You can find them by going to finance.yahoo.com and selecting "SEC Filings" in the "Company" section in the left hand column. Balance sheets are included in quarterly filings which are called 10-Q reports and annual filings which are called 10-K reports.
Once you have found a balance sheet, look it over. See if you can see the three sections (Assets, Liabilities and Shareholders Equity) Find the totals for each of the three sections. Does the balance sheet balance? Do Assets=Liabilities+Shareholders Equity?

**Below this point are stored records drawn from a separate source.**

PR #3430, opened 2023-01-25
Add SCM config to use latest msbuild for 14 and 15

shpraka:
Add SCM config to use latest msbuild for MSbuild 14 and 15.

- UseLatestMSBuild16InsteadOfMSBuild14
- UseLatestMSBuild16InsteadOfMSBuild15

### DIFF
--- a/Kudu.Core/Infrastructure/PathUtils/PathWindowsUtility.cs
+++ b/Kudu.Core/Infrastructure/PathUtils/PathWindowsUtility.cs
@@ -108,6 +108,11 @@ namespace Kudu.Core.Infrastructure
 
         internal override string ResolveMSBuild15Dir()
         {
+            if (ScmHostingConfigurations.UseLatestMSBuild16InsteadOfMSBuild15)
+            {
+                return ResolveLatestMSBuild16Dir();
+            }
+
             string programFiles = SystemEnvironment.GetFolderPath(SystemEnvironment.SpecialFolder.ProgramFilesX86);
             List<string> probPaths = new List<string>
             {
@@ -140,7 +145,7 @@ namespace Kudu.Core.Infrastructure
             }
             else if (VsHelper.IsDotNet7Version(targetFramework))
             {
-                // Using ResolveMSBuild1670Dir as it's picking the latest MSBuild version.
+                // Using ResolveLatestMSBuildDir as it's picking the latest MSBuild version.
                 probPaths.Add(ResolveLatestMSBuildDir());
             }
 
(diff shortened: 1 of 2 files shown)


Kudu.Core/Infrastructure/PathUtils/PathWindowsUtility.cs
```diff
@@ -108,6 +108,11 @@ internal override string ResolveNpmJsPath()
 
         internal override string ResolveMSBuild15Dir()
         {
+            if (ScmHostingConfigurations.UseLatestMSBuild)
+            {
+                return Path.Combine(ResolveLatestMSBuildDir());
```
suwatch, line 113: I would pick and pin to one MSBuild version.   This ensures one deterministic version and, more importantly, no impact/regression if we ship new MSBuild for those scenario.

shpraka: yeah that makes sense. 

How about different scm config for each version something like: UseLatestMSBuildForMSBUILD14 and UseLatestMSBuildforMSBUILD15?

shpraka: Updated the PR.

Kudu.Core/Infrastructure/PathUtils/PathWindowsUtility.cs
```diff
@@ -108,6 +108,11 @@ internal override string ResolveNpmJsPath()
 
         internal override string ResolveMSBuild15Dir()
         {
+            if (ScmHostingConfigurations.UseLatestMSBuildInsteadOfMSBuild15)
+            {
+                return Path.Combine(ResolveLatestMSBuildDir());
```
suwatch, line 113: Let say we ship new MSBuild tomorrow, will ResolveLatestMSBuildDir return that new MSBuild version?   If so, it means that every time we ship new MSBuild, we risk of breaking many apps, correct?   To avoid this, we should nominate one MSBuild (say latest one as off today) to be used instead of MSBuild 14 and 15.    Shipping new MSBuild would not impact that.  Thought?

shpraka: That's a good point. 

I agree it will increase the risk of breaking apps because of compatibility issues or something like that. However by pinning to one version, we will tie our hands to maintaining that particular version while adding new MSBuild versions as new dotnet versions will require new MSBuild versions. 

Since MSBuild size keeps increasing, it would contribute to RU size as well. 

Thoughts?

shpraka: Updated the PR and pointed to latest version of MSBuild 16.

PR #3432, opened 2023-01-30
User/finvamp1/update case branches

FinVamp1:
Adding Additional changes for the RBAC Paths

### DIFF
--- a/Kudu.Core.Test/TraceModuleFacts.cs
+++ b/Kudu.Core.Test/TraceModuleFacts.cs
@@ -56,6 +56,8 @@ namespace Kudu.Core.Test
         [InlineData("/api/continuouswebjobs/1/dump", false)]
         [InlineData("/api/functions", true)]
         [InlineData("/api/functions/", true)]
+        [InlineData("/api/functions/config", true)]
+        [InlineData("/api/functions/config/", true)]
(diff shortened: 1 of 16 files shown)


Kudu.Services.Web/Tracing/TraceModule.cs
```diff
@@ -8,6 +8,7 @@
 using System.Text.RegularExpressions;
 using System.Threading;
 using System.Web;
+using System.Web.DynamicData;
```
mathewc, line 11: What is this new using statement for?

Kudu.Core.Test/TraceModuleFacts.cs
```diff
@@ -69,6 +69,10 @@ public class TraceModuleFacts
         [InlineData("/API/functions/ADMIN/mAsterkEy/key", false)]
         [InlineData("/api/FUNCTIONS/ADMIN/token", false)]
         [InlineData("/API/FUNCtions/admin/TOKEN?key=1", false)]
+        [InlineData("api/functions/admin/download", false)]
```
mathewc, line 72: Let's add api/functions/config for completeness here. It'll return true.

mathewc (approved):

Typically, at least two reporting period results are shown for you to compare. What differences do you see in the different accounts from time period to time period? Does anything jump out at you as a big change? What kind of questions does that bring up that you'd like to ask? Go ahead and ask them on Club Cafe or by emailing us at email@example.com. The answers are sure to help you learn something else new and might even bring up something it will be important to consider as an investor or potential investor.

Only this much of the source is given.